First post on biostars, though I play around with phylogenies and assembly/annotation from time to time. I'm by no means an expert (and first and foremost an experimental biologist, not a bioinformatician!) but I suspect this is a pretty simple question to which I can't find an easy answer.
Basically, I have a whole library of annotated GFF files that I made a while back, and I now want to extract some operons from the GFF in to their own files, carrying with them their annotations.
I can use the Sanger Centre's Artemis to easily create a genbank of the highlighted DNA sequence, however it only exports the sequence and none of the annotations.
Is there any way to simply take a selected expanse of DNA (in this case an operon) and create it's own fully-fledged genbank with annotations etc. - or - can I take my 'plain' genbank and feed in annotations from an existing one somehow?

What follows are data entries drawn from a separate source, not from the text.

PR #11565, opened 2026-02-03
feat: Refactor framework agnostic auth service

HimavarshaVS:
## Release Notes

* **New Features**
  * Added SSO configuration support for SAML/OIDC authentication providers.
  * Introduced structured MCP server configuration with validation.

* **Bug Fixes**
  * Improved password validation to prevent empty or null values.
  * Enhanced model list parsing to handle malformed configuration data gracefully.

* **Chores**
  * Refactored authentication system for better error handling and framework compatibility.
  * Simplified API key encryption/decryption workflows.
  * Added circular dependency detection in service initialization.

### DIFF
--- a/src/backend/base/langflow/services/deps.py
+++ b/src/backend/base/langflow/services/deps.py
@@ -249,13 +249,9 @@ def get_queue_service() -> JobQueueService:
 
 def get_auth_service() -> AuthServiceBase:
     """Retrieve the authentication service."""
-    # Cache the factory instance on the function to avoid recreating it on each call.
-    if not hasattr(get_auth_service, "cached_factory"):
-        from langflow.services.auth.factory import AuthServiceFactory
+    from langflow.services.auth.factory import AuthServiceFactory
 
-        get_auth_service.cached_factory = AuthServiceFactory()
-
-    return get_service(ServiceType.AUTH_SERVICE, get_auth_service.cached_factory)
+    return get_service(ServiceType.AUTH_SERVICE, AuthServiceFactory())
 
 
 def get_job_service():


src/backend/base/langflow/services/auth/base.py
jordanrfrazier, line 42: Remove this and associated uses, if not done in the other PR

src/backend/base/langflow/services/auth/base.py
```diff
@@ -77,10 +120,11 @@ async def get_current_user(
     ) -> User | UserRead:
         """Get the current authenticated user from token or API key.
 
-        This is the primary authentication entry point. It should:
-        1. Try token-based auth first (JWT, OIDC token, etc.)
-        2. Fall back to API key auth if no token provided
-        3. For OIDC: Perform JIT provisioning if user doesn't exist
+        DEPRECATED: This method is kept for backward compatibility with existing code.
```
jordanrfrazier: remove all comments here and elsewhere of deprecated

src/backend/base/langflow/services/auth/base.py
```diff
@@ -90,10 +134,9 @@ async def get_current_user(
 
         Returns:
             User or UserRead object representing the authenticated identity.
-            Both types have: id, username, is_active, is_superuser.
 
         Raises:
-            HTTPException: If authentication fails
+            AuthenticationError subclasses (converted to HTTPException by caller)
```
jordanrfrazier: fix this to be more like the above pattern
```
e.g.            MissingCredentialsError: If no credentials provided
```

jordanrfrazier: same comment elsewhere

src/backend/base/langflow/services/auth/base.py
```diff
@@ -178,7 +224,7 @@ async def get_current_active_user(self, current_user: User | UserRead) -> User |
             The same user object if active
 
         Raises:
-            HTTPException: If user is inactive
+            InactiveUserError: If user is inactive
         """
```
jordanrfrazier, line 211: This method (and the other current_user methods) I could argue should just return `None` instead of raising an exception if no active user exists.

src/backend/base/langflow/services/auth/base.py
```diff
@@ -290,6 +342,9 @@ async def ws_api_key_security(self, api_key: str | None) -> UserRead:
     async def get_webhook_user(self, flow_id: str, request: Request) -> UserRead:
         """Get the user for webhook execution.
 
+        NOTE: This method still accepts FastAPI Request object for backward compatibility.
```
jordanrfrazier, line 321: .

src/backend/base/langflow/services/auth/service.py
```diff
@@ -55,6 +65,147 @@ def __init__(self, settings_service: SettingsService):
...
+        self,
+        token: str | None,
+        api_key: str | None,
+        db: AsyncSession,
+    ) -> User | UserRead:
+        """Framework-agnostic authentication method.
+
+        This is the core authentication logic that validates credentials and returns a user.
+        It raises generic AuthenticationError exceptions that should be converted to
+        protocol-specific exceptions by the adapter layer.
```
jordanrfrazier: you can probably remove the second sentence. the adapter layer can do what it wants, shouldn't need to dictate that here

src/backend/base/langflow/services/auth/service.py
```diff
@@ -55,6 +65,147 @@ def __init__(self, settings_service: SettingsService):
...
+
+
+        Raises:
+            MissingCredentialsError: If no credentials provided
+            InvalidCredentialsError: If credentials are invalid
+            InvalidTokenError: If token format/signature is invalid
+            TokenExpiredError: If token has expired
+            InactiveUserError: If user account is inactive
+        """
+        # Try token authentication first
```
jordanrfrazier: If token authentication fails, should we fall back to API Key authentication instead of immediately failing?

src/backend/base/langflow/services/auth/utils.py
```diff
@@ -158,21 +166,49 @@ async def get_current_user_for_websocket(
...
+        ) from e
+    except InactiveUserError as e:
+        raise WebSocketException(
+            code=status.WS_1008_POLICY_VIOLATION, reason="Missing or invalid credentials (cookie, token or API key)."
+        ) from e
+    except AuthenticationError as e:
+        # Catch-all for any other authentication errors
+        raise WebSocketException(
+            code=status.WS_1008_POLICY_VIOLATION, reason="Missing or invalid credentials (cookie, token or API key)."
+        ) from e
```
jordanrfrazier: aren't these all the same

src/backend/base/langflow/services/auth/utils.py
```diff
@@ -158,21 +166,49 @@ async def get_current_user_for_websocket(
...
 
 
 async def get_current_user_for_sse(
     request: Request,
     db: AsyncSession = Depends(injectable_session_scope),
 ) -> User | UserRead:
-    """Authenticate user for SSE endpoints.
+    """Adapter for SSE authentication - converts generic exceptions to HTTPException.
```
jordanrfrazier: I would revert this (and similar) comments back. Don't need to add the "converts exception" language, don't need to have "this is an adapter for..." type language unless explicitly necessary.

src/backend/base/langflow/services/auth/utils.py
```diff
@@ -190,7 +226,35 @@ async def get_current_user_for_sse(
...
+        raise HTTPException(
+            status_code=status.HTTP_403_FORBIDDEN,
+            detail="Missing or invalid credentials (cookie or API key).",
+        ) from e
+    except AuthenticationError as e:
+        # Catch-all for any other authentication errors
+        raise HTTPException(
+            status_code=status.HTTP_403_FORBIDDEN,
+            detail="Missing or invalid credentials (cookie or API key).",
+        ) from e
```
jordanrfrazier, line 197: same

jordanrfrazier (changes requested):

src/backend/base/langflow/services/auth/base.py
```diff
@@ -77,10 +115,8 @@ async def get_current_user(
     ) -> User | UserRead:
         """Get the current authenticated user from token or API key.
 
-        This is the primary authentication entry point. It should:
-        1. Try token-based auth first (JWT, OIDC token, etc.)
-        2. Fall back to API key auth if no token provided
-        3. For OIDC: Perform JIT provisioning if user doesn't exist
+        This method handles FastAPI-specific concerns (coroutine tokens, separate query/header params)
+        and delegates to authenticate_with_credentials().
```
jordanrfrazier, line 119: This shouldn't handle fastapi / protocol

src/backend/base/langflow/services/auth/base.py
```diff
@@ -449,7 +481,7 @@ async def get_current_user_mcp(
             User or UserRead object representing the authenticated identity
 
         Raises:
-            HTTPException: If authentication fails
+            AuthenticationError subclasses: If authentication fails
```
jordanrfrazier, line 484: update this

src/backend/base/langflow/services/auth/service.py
```diff
@@ -55,6 +64,158 @@ def __init__(self, settings_service: SettingsService):
...
+                msg = "API key authentication failed"
+                raise InvalidCredentialsError(msg) from e
+
+        # No credentials provided
+        msg = "No authentication credentials provided"
+        raise MissingCredentialsError(msg)
+
+    async def _authenticate_with_token(self, token: str, db: AsyncSession) -> User:
+        """Internal method to authenticate with token (raises generic exceptions)."""
+        from langflow.services.auth.utils import ACCESS_TOKEN_TYPE, get_jwt_verification_key
```
jordanrfrazier, line 142: can prob move these up

src/backend/base/langflow/services/auth/service.py
```diff
@@ -55,6 +64,158 @@ def __init__(self, settings_service: SettingsService):
...
+            TokenExpiredError: If token has expired
+            InactiveUserError: If user account is inactive
+        """
+        # Try token authentication first (if token provided)
+        if token:
+            try:
+                return await self._authenticate_with_token(token, db)
+            except (AuthInvalidTokenError, TokenExpiredError, InactiveUserError):
+                # Re-raise our generic exceptions
+                raise
```
jordanrfrazier, line 101: should we also try api key here?

src/backend/base/langflow/services/auth/service.py
```diff
@@ -55,6 +64,158 @@ def __init__(self, settings_service: SettingsService):
...
+                if user:
+                    return user
+                msg = "Invalid API key"
+                raise InvalidCredentialsError(msg)
+            except InvalidCredentialsError:
+                raise
+            except Exception as e:
+                logger.error(f"Unexpected error during API key authentication: {e}")
+                msg = "API key authentication failed"
+                raise InvalidCredentialsError(msg) from e
```
jordanrfrazier, line 134: I would move the exception handling into `_authenticate_with_api_key`, otherwise you have two layers of raising / catching and re-raising. 

As an example of how this manifests, I believe you raise: `InactiveUserError` in `_authenticate_with_api_key` and it's not caught here, so it would be translated into `InvalidCredentialsError`.

jordanrfrazier: Same comment for the `_authenticate_with_token` method

src/backend/base/langflow/services/auth/utils.py
```diff
@@ -154,51 +155,66 @@ async def get_current_user_from_access_token(
...
-    """Authenticate user for SSE endpoints.
-
-    Similar to websocket authentication, accepts either:
-    - Cookie authentication (access_token_lf)
-    - API key authentication (x-api-key query param)
-
-    Args:
-        request: The FastAPI request object
-        db: Database session
+    """Extracts credentials from request and delegates to auth service.
```
jordanrfrazier, line 184: I would leave these docs (and similar ones) as `Authenticate user for SSE endpoints`, so it describes the outcome/purpose of the function rather than the implementation of the function.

This seems to do it, thanks - luckily we have it on our server already. One more really daft little question if I may, how can I highlight the first and last genes of the operon, and have CLC highlight everything inbetween? In SnapGene this can be achieved by simply holding shift, and clicking the first and last genes, but CLC doesn't appear to have this option - or is using a different key?
You can select multiple sequence regions using the control key but I am not sure if this is what you need.
P.S. Remember to upvote when you get a good/useful answer in order to help people with same problem find the best solution.
I think I tried control, and it didnt seem to work, though there could have been some confusion as I was using CLC on a Ubuntu machine via X11 and command/control key combos seem to be temperamental.